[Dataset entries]
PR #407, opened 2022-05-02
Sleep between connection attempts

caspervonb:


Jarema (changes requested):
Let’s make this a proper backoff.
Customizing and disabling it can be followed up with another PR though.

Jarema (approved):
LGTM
---
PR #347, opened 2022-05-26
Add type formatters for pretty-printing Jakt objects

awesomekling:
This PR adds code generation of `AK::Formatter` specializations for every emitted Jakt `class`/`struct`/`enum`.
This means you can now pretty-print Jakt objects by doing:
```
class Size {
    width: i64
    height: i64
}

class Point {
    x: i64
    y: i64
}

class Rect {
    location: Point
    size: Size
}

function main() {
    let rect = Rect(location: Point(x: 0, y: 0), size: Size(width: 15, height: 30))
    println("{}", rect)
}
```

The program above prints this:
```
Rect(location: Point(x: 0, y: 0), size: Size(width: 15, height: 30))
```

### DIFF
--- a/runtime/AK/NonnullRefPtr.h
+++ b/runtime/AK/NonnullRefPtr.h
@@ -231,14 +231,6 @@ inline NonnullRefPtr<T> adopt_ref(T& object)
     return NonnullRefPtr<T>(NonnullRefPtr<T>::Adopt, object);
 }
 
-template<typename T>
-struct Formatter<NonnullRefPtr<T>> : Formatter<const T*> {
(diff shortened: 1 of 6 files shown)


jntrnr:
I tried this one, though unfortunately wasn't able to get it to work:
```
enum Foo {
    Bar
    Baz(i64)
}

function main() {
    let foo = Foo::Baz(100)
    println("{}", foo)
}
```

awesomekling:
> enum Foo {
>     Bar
==
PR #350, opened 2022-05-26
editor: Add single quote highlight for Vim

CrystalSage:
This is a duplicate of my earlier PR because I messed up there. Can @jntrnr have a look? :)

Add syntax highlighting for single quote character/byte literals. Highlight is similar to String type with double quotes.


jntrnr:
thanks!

What you have to do
The answer must consist of every line from the data that holds the string "pretty".

Answer area
Add type formatters for pretty-printing Jakt objects
This means you can now pretty-print Jakt objects by doing:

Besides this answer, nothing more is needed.